Find each line below where the word "DASHTree" occurs, and copy it.

::: Data under study

Issue #893, opened 2022-01-31
Dash: problem opening stream containing multiple $RepresentationID$ in URL


gizmocuz:
There are streams with multiple **$RepresentationID$** in the URL like:

https://dash.akamaized.net/akamai/bbb_30fps/bbb_30fps.mpd

Sollution is to change the following function

```
static void ReplacePlaceHolders(std::string& rep, const std::string& id, uint32_t bandwidth)
{
    while (1)
    {
        std::string::size_type repPos = rep.find("$RepresentationID$");
        if (repPos == std::string::npos)
            break;
        rep.replace(repPos, 18, id);
    }
    std::string::size_type repPos = rep.find("$Bandwidth$");
    if (repPos != std::string::npos)
    {
        char bw[32];
        sprintf(bw, "%u", bandwidth);
        rep.replace(repPos, 11, bw);
    }
}

```

gizmocuz:
I created 3 PR's ... Not sure if this is the right way to do this when a project has 3 branches

basilgello:
Right now, only master (Nexus) and Matrix are supported Kodi versiobs. Leia is no more supported, in case you made a PR targeting 18.x.

glennguy:
Fixed in #898

PR #894, opened 2022-01-31

gizmocuz:
See issue #893

### DIFF
--- a/src/parser/DASHTree.cpp
+++ b/src/parser/DASHTree.cpp
@@ -236,17 +236,8 @@ bool ParseContentProtection(const char** attr, DASHTree* dash)
 
 static void ReplacePlaceHolders(std::string& rep, const std::string& id, uint32_t bandwidth)
 {
-  std::string::size_type repPos = rep.find("$RepresentationID$");
-  if (repPos != std::string::npos)
-    rep.replace(repPos, 18, id);
-
-  repPos = rep.find("$Bandwidth$");
-  if (repPos != std::string::npos)
-  {
-    char bw[32];
-    sprintf(bw, "%u", bandwidth);
-    rep.replace(repPos, 11, bw);
-  }
+  replaceAll(rep, "$RepresentationID$", id, false);
+  replaceAll(rep, "$Bandwidth$", std::to_string(bandwidth), false);
 }
 
 static void XMLCALL start(void* data, const char* el, const char** attr)


src/parser/DASHTree.cpp
```diff
@@ -236,11 +236,14 @@ bool ParseContentProtection(const char** attr, DASHTree* dash)
 
 static void ReplacePlaceHolders(std::string& rep, const std::string& id, uint32_t bandwidth)
 {
-  std::string::size_type repPos = rep.find("$RepresentationID$");
-  if (repPos != std::string::npos)
+  while (1)
```
CastagnaIT: on new changes on Nexus branch, is needed to clean a bit the code,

::::::

** Response to this task **
--- a/src/parser/DASHTree.cpp
+++ b/src/parser/DASHTree.cpp
@@ -236,17 +236,8 @@ bool ParseContentProtection(const char** attr, DASHTree* dash)
src/parser/DASHTree.cpp
@@ -236,11 +236,14 @@ bool ParseContentProtection(const char** attr, DASHTree* dash)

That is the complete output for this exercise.